In models 3 and 4, the negative relationship between median household income and mortality rates is stronger for all cancers combined than for lung/bronchus cancer alone. In both models, the beta coefficient is also stronger for non-Appalachia than for Appalachia, indicating that the relative importance of income to these cancer outcomes may be greater in the non-Appalachian portions of these 13 states. Focused inquiry into these interesting distinctions may yield more refined conclusions about the regional importance of household income to cancer outcomes.

Strengths and Limitations

Associations at the aggregate level may not exist at the individual level. We use county-level cancer mortality rates and socioeconomic data, and can’t infer individual-level effects of predictor variables on cancer outcomes. However, it is likely that variations in indicators related to socioeconomic status have individual-level implications [30]. Cross-sectional data don’t account for latency periods between risk factors and cancer mortality outcomes, and it is impossible to determine the direction of causality without longitudinal measures. The independent and dependent variables do not all represent identical time periods, but every effort was made to acquire current data from corresponding multi-year periods.

An important methodological issue is the decision whether to weight data by population size.
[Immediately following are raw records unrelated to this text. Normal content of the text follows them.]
PR #625, opened 2023-03-10
HELM-373: Dashboard conversion tool, initial version

synqotik:
HELM-373. Dashboard conversion tool.

This is a Helm / Grafana panel in which the user would paste the Dashboard Json from an existing Helm 8 or previous dashboard, click Convert and the converted Json will appear. User can then import that dashboard json.

User will need to have saved off previous json, then install Helm 9 and the new datasources for this tool to work.

This will fix up any datasource references to use the Helm 9 / React datasources and attempt to convert data structures to the new Helm 9 / React schemas.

Weighting could underestimate small county effects and overestimate effects of large counties. However, weighting may allow us to make better inferences about individual-level effects from population data [32]. Risk factors affect individuals, so the number of people contributing to a population parameter is relevant.

Our approach does not include behavioral indicators quantifying physical inactivity and utilization of appropriate cancer screening because these data are not consistently available. Also, our study lacks an indicator quantifying cigarette smoking at the county level. Active smoking is associated with approximately 90% of lung cancer cases [33, 34]; the additional 10% are attributed to environmental factors [35]. There is a high prevalence of tobacco use in communities within Appalachia [3638], and at least one study cites significantly elevated smoking rates in Appalachia compared to the rest of the nation [39]. We recognize that lung cancer has a profound impact on overall cancer mortality in Appalachia, but comprehensive county-level smoking prevalence data for the region are not available. While our focus on socioeconomic and demographic variables is limited in scope, it allows for acquisition of comparable data for every geographic unit. Results of this study may serve as a baseline for more comprehensive work incorporating behavioral, structural and environmental indicators.

Conclusion

Cancer represents only one condition for which the Appalachian region suffers a disproportionate burden of disease. Halverson’s 2004 report identified higher Appalachian mortality rates for heart disease, stroke, diabetes and motor vehicle accidents [7]. Greater national attention is being devoted to data-driven identification of place-based geographic disparities [3, 23, 26, 30]. The methods used in this analysis could inform those interested in investigating place-based geographic disparities for other historically underserved regions of the country (i.e. Mississippi Delta, United States/Mexico border, etc.).